Question

GATK SNPs calling multiple sample without any known SNPs database

1

Entering edit mode

6.5 years ago

deepkumar1983 ▴ 70

I am working on identifying the SNPs in the genome of an insect which is sequenced in three samples. Following the GATK best practice pipeline i have completed the following task.

Quality filtered reads.
Read Alignment for each sample eg. S1, S2, S3.
Sort and mark duplicates in each sample S1, S2, S3.
Realign target and Indel realinger on each sample S1, S2, S3. Now i am stuck with next steps. As it require the base recalibration (BSQR) step. which require the known database of snps. however i dont have any known snp database so i am following the alternative steps mentioned the GATK for non-model organism. That is
I call the raw SNPs in gvcf model from each sample and then make joint calling for a final combined vcf file.
Next, I applied the hard filters on this file and extract good quality SNPs and indels as a reference database of BSQR step.

Now the question is i have three realigned files S1_realigned.bam, S2_realigned.bam, S3_realigned.bam from step 4 and a reference database of SNP and Indels (if i am right) from the step 6. So how i would proceed further. Did i use against each sample separately or make a combine re-calibration table by providing all three in the same command.

Thanks Dr. Deepak

GATK SNP BSQR Multiple-sample • 3.0k views

ADD COMMENT • link updated 6.5 years ago by BioinfGuru ★ 2.1k • written 6.5 years ago by deepkumar1983 ▴ 70

0

Entering edit mode

Hello deepkumar1983!

It appears that your post has been cross-posted to another site: http://seqanswers.com/forums/showthread.php?t=82707

This is typically not recommended as it runs the risk of annoying people in both communities.

ADD REPLY • link 6.5 years ago by Pierre Lindenbaum 164k

0

Entering edit mode

If you are using GATK4 you don't need to do Indel Realignment since HaplotypeCaller performs local realignment around SNPs. Check out this post from GATK for more details.

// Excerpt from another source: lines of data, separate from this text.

PR #38, opened 2017-10-21
Makes ChannelInfo.getInfo(String url) able to use channel RSS url

guicale:
This pull request makes ChannelInfo.getInfo(String url) able to use the channel's RSS url (for subscription importing and exporting in NewPipe).


src/main/java/org/schabi/newpipe/extractor/StreamingService.java
```diff
@@ -59,6 +59,11 @@ public PlaylistExtractor getPlaylistExtractor(String url) throws IOException, Ex
         return getPlaylistExtractor(url, null);
     }
 
+    public abstract boolean isFeedUrl(String url);
```
coffeemakr: I don't like these two functions exposed.

PR #40, opened 2017-11-08
Add support for getting uploader URL

wb9688:
As per TeamNewPipe/NewPipe#814, but I haven't tested it though.


coffeemakr:
I think you will have to add the field also to the `StreamInfoItem` and  set the field in the `StreamInfoItemCollector` like this: acf05b748cc367eec9e58dd6918fa38795b60b18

ADD REPLY • link 6.4 years ago by James Reeve ▴ 130

score 0 · Answer 1 · 2018-06-04

You need to re-create the BAM files by repeating step 4 (BQSR) using the SNP database (vcf file) you just created in step 6 as the argument for the --known-sites option

This is from GATK BQSR GUIDELINES:

You should almost always perform recalibration on your sequencing data. In human data, given the exhaustive databases of variation we have available, almost all of the remaining mismatches -- even in cancer -- will be errors, so it's super easy to ascertain an accurate error model for your data, which is essential for downstream analysis. For non-human data it can be a little bit more work since you may need to bootstrap your own set of variants if there are no such resources already available for you organism, but it's worth it.

Here's how you would bootstrap a set of known variants:

First do an initial round of variant calling on your original, unrecalibrated data. Then take the variants that you have the highest confidence in and use that set as the database of known variants by feeding it as a VCF file to the BaseRecalibrator. Finally, do a real round of variant calling with the recalibrated data. These steps could be repeated several times until convergence. The main case figure where you really might need to skip BQSR is when you have too little data (some small gene panels have that problem), or you're working with a really weird organism that displays insane amounts of variation.